==== Supplied records

PR #1099, opened 2024-03-29
Update to `ust-ist` adapter for 'time beginning' measurements

majesticio:
Added 1 hour to compensate for 'time beginning' measurements

### DIFF
--- a/src/adapters/ust-ist.js
+++ b/src/adapters/ust-ist.js
@@ -12,12 +12,9 @@ import log from '../lib/logger.js';
 
 export const name = 'ust-ist';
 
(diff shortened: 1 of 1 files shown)


caparker (changes requested):
I hate to do this to you but it looks like the old datasource is back 
https://api.ust.is/aq/a/getLatest
Looks like its up to date and it goes back 24 hours so I think we should go back to using this source of data.

majesticio:
Good eye. It's better this way so I don't mind at all.

majesticio:
This adapter now uses the /latest endpoint for real time data.

closes #1095

caparker (approved):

========

§ **Exercise instructions**
Nothing should be missing: every line above must be reproduced exactly.

§ **Output for this task**
PR #1099, opened 2024-03-29
Update to `ust-ist` adapter for 'time beginning' measurements

majesticio:
Added 1 hour to compensate for 'time beginning' measurements

### DIFF
--- a/src/adapters/ust-ist.js
+++ b/src/adapters/ust-ist.js
@@ -12,12 +12,9 @@ import log from '../lib/logger.js';
 
 export const name = 'ust-ist';
 
(diff shortened: 1 of 1 files shown)


caparker (changes requested):
I hate to do this to you but it looks like the old datasource is back 
https://api.ust.is/aq/a/getLatest
Looks like its up to date and it goes back 24 hours so I think we should go back to using this source of data.

majesticio:
Good eye. It's better this way so I don't mind at all.

majesticio:
This adapter now uses the /latest endpoint for real time data.

closes #1095

caparker (approved):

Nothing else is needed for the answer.